Question

I am working on wrapping an old project written in C# in a test framework.

The largest problem I have is that I have a bunch of classes that are all VERY tightly coupled with other classes. All of these classes also make their own calls to the database, and many classes instantiate others directly within their methods.

I think I have come up with a good resolution to the problem, but I want to do a quick sanity check. I was thinking of moving instantiation of all objects to an abstract factory. Instead of directly instantiating adapters that speak to the database within the class, I will use Dependency Inversion to pass the adapter to the object at instantiation within the factory.

I will then be able to create a test factory that passes in mocked adapters to the objects instead of the ones that directly call the database.

When objects instantiate other objects within their own methods, they need to use the same type of factory that instantiated themselves. I was thinking of passing the factory that created the object into its constructor to save as a property when they want to make other objects. Would that be a good idea?

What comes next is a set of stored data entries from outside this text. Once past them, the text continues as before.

PR #3037, opened 2023-11-14
NLv2: add linear presolve and general problem scaling support

jsiirola:
## Summary/Motivation:
This PR updates the NLv2 writer to provide optional model scaling and a basic linear presolve.  

While some solvers (notably Ipopt) support user-specified problem scaling through suffixes, that is not universally supported by all solvers.  This PR adds scaling to the NL write step, looking at the `scaling_factor` Suffix and writing out the model in scaled space.

This also implements a basic linear presolve / variable aggregator.  This presolve will:
- fix variables whose lower / upper bounds are equal
- fix variables appearing as the sole unfixed variable in a linear equality expression
- identify linear equality expressions with exactly 2 unfixed variables and replace one variable with the other (variable aggregation without fill-in).

Because both of these features require providing additional information the the solution reader in order to correctly import the solver result, these features are available ONLY through the "new" `.write()` API and not through the legacy `__call__()` API.

- Support outputting a scaled model based on the `scaling_factor` suffix
- Add a basic linear presolver
- Redesign how suffixes are processed (by deferring when the suffix values are "compiled" [gathered])

### Legal Acknowledgement


pyomo/repn/plugins/nl_writer.py
```diff
@@ -264,6 +327,15 @@ def __call__(self, model, filename, solver_capability, io_options):
...
 
         config = self.config(io_options)
+
+        # There is no (convenient) way to pass the scaling factors or
+        # information about presolved variables back to the solver
+        # through the old "call" interface (since solvers that used that
+        # interface predated scaling / presolve).  We will play it safe
+        # and disable scaling / presolve when called through this API
+        config.scale_model = False
+        config.linear_presolve = False
```
michaelbynum, line 337: Should this issue a warning if they were `True`?

pyomo/repn/plugins/nl_writer.py
```diff
@@ -1479,6 +1656,130 @@ def _count_subexpression_occurrences(self):
...
+                con_id, info = two_var.popitem()
+                expr_info, lb = info
+                _id, coef = expr_info.linear.popitem()
+                id2, coef2 = expr_info.linear.popitem()
+                # For no particularly good reason, we will solve for
+                # (and substitute out) the variable with the smaller
+                # magnitude)
+                if abs(coef2) < abs(coef):
+                    _id, id2 = id2, _id
+                    coef, coef2 = coef2, coef
```
michaelbynum, line 1709: I would recommend substituting out the variable with the coefficient closest to 1 for numerical stability (i.e., avoid dividing by large or small numbers).

pyomo/repn/plugins/nl_writer.py
```diff
@@ -1479,6 +1656,130 @@ def _count_subexpression_occurrences(self):
...
+                substitutions_by_linear_var[x].add(_id)
+                eliminated_vars[_id] = expr_info
+                logger.debug(
+                    "NL presolve: substituting %s := %s*%s + %s",
+                    var_map[_id],
+                    a,
+                    var_map[x],
+                    b,
+                )
+                # Tighten variable bounds
```
michaelbynum, line 1724: What about the variable domains? What if the variable being substituted out is binary or integer? Apologies if it's in here and I missed it.

pyomo/repn/plugins/nl_writer.py
```diff
@@ -1576,6 +1877,16 @@ def __str__(self):
     def __repr__(self):
         return str(self)
 
+    def __eq__(self, other):
```
michaelbynum, line 1880: Are we okay making this class not hashable (I'm fine with it; I just wanted to make sure)?

pyomo/repn/plugins/nl_writer.py
```diff
@@ -252,6 +304,17 @@ class NLWriter(object):
         variables'.""",
         ),
     )
+    CONFIG.declare(
+        'linear_presolve',
+        ConfigValue(
+            default=False,
```
michaelbynum, line 310: Can we change this default to `True` at a later date?

michaelbynum (commented):
I am very excited for this functionality. I left a few (hopefully useful) comments/questions, but this looks great.

pyomo/repn/plugins/nl_writer.py
michaelbynum: I realize that "closest to 1" is not clear. I think I've measured this using log10 in the past. In other words, we want `log10(coef)` to be close to 0.

pyomo/repn/plugins/nl_writer.py
jsiirola: I needed it comparable for testing, but that is a good point on hashability.  I added a reasonable implementation of `__hash__`.

pyomo/repn/plugins/nl_writer.py
michaelbynum: Ahh, good point. Maybe we can deprecate the `__call__` after the solver refactor is complete.

jsiirola: That is my hope.

michaelbynum (approved):

Robbybp:
@jsiirola Is this available through e.g. `pyo.SolverFactory("ipopt").solve(m, linear_presolve=True)`? I tried this and did not see a reduction in the number of variables reported by Ipopt. I assume this uses the `__call__` interface, so I should not expect the `linear_presolve` to be available? If this is the case, how can I go about testing this functionality?

jsiirola:
@Robbybp, alas, no - this is not available through any existing solver.  The problem is that the writer needs to send additional information to the solver so that the solver knows how to populate the presolved variables after the solve.  Unfortunately, the old `__call__` / solver interfaces to not make it easy to add more information to get passed from the writer to the solver.

@michaelbynum and @mrmundt are working on redesigning the standard solver interfaces (based on APPSI) to - among many other things - be able to use the presolver.  I believe that they have a draft of a new ipopt interface on a branch.  Alternatively, if you are just interested in seeing how ipopt behaves (and not getting the answer back), you can use the new writer to write the nl file and run ipopt manually.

Sorry for the ramble, let me know if people need more information.

Was it helpful?

Solution

You've got the basic pattern. Define interfaces for the classes that communicate with out-of-process resources, like databases and file systems. Then have the "real" class implement the interface. Expose a constructor that takes an object by that interface as an argument, and redefine the type for that field or property to be the interface rather than the concrete class.

Constructors that instantiate objects should just pass them to the other constructor that takes the objects as parameters.

I'm not so sure an abstract factory is necessary here. If it works, use it, but it does add another layer of complexity to an already complex and tightly coupled application. I would start out with Poor Man's DI: constructor arguments.

Bigger picture, this refactoring job should be done as a series of surgical procedures. Take small little slices of the application and apply this design methodology. The scalpel is your best friend. While you might be tempted to just refactor as much as you can in one fell swoop, you'll affect too much of the application. Little bits. This is an elephant. Eat this meal in little bites. Target the high value areas of the application first, where the most defects occur or the feature is the most important to your end users or bottom line.

Before you start refactoring, don't be afraid to put together a few end-to-end tests hitting the major use cases of the application. That way you can ensure those cases still function as expected from a macro perspective as you make all of these surgical cuts.